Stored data
———

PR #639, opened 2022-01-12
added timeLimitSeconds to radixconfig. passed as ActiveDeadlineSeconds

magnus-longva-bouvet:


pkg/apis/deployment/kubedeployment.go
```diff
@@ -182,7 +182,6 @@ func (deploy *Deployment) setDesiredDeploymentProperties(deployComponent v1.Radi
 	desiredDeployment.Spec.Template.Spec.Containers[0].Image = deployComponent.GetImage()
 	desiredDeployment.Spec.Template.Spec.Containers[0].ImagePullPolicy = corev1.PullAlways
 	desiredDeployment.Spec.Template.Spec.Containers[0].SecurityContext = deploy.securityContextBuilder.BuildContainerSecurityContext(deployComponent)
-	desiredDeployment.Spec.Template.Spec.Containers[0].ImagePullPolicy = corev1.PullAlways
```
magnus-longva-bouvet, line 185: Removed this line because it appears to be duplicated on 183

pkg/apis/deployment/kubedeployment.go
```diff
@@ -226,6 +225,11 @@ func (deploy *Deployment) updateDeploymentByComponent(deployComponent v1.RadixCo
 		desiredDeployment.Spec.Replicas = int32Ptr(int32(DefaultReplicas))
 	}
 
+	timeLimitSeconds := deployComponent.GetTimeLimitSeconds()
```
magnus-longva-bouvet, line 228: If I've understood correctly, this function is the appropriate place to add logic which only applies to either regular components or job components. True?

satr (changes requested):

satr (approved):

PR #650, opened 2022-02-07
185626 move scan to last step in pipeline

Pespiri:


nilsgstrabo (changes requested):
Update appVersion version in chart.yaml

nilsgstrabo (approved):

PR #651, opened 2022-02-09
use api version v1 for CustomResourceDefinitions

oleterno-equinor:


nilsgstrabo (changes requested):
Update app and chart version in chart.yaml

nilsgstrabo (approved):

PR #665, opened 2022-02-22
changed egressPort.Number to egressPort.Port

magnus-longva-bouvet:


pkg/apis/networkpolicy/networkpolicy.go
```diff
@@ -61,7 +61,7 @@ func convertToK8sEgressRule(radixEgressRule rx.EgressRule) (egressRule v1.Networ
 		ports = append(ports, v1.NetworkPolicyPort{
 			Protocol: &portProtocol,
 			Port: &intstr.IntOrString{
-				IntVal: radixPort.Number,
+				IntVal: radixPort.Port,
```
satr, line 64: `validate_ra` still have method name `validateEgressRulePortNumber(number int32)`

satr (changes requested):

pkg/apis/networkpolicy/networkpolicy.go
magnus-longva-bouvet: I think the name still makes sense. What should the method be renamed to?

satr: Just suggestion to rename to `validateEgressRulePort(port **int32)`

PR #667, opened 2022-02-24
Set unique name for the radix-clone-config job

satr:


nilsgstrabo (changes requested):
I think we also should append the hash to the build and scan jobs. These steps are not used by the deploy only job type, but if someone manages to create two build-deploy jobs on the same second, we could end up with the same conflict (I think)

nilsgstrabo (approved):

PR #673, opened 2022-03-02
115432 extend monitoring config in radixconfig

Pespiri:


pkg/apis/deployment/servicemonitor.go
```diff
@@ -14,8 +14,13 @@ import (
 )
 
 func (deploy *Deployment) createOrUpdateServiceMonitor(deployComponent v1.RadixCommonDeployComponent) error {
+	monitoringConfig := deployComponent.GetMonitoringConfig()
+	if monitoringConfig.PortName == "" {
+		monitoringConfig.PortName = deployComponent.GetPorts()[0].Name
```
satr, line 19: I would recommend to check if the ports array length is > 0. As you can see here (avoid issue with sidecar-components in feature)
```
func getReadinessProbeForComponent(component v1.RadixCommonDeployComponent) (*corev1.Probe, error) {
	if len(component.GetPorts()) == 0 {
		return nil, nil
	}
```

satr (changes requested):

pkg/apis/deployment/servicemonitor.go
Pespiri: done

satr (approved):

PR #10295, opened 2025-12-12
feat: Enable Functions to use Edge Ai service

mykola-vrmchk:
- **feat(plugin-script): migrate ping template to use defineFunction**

———

◆ ACTIVITY ◆
Search the entries above for the word "version" and copy each line where it appears.

◆ RESULT FOR THIS TASK ◆
Update appVersion version in chart.yaml
use api version v1 for CustomResourceDefinitions
Update app and chart version in chart.yaml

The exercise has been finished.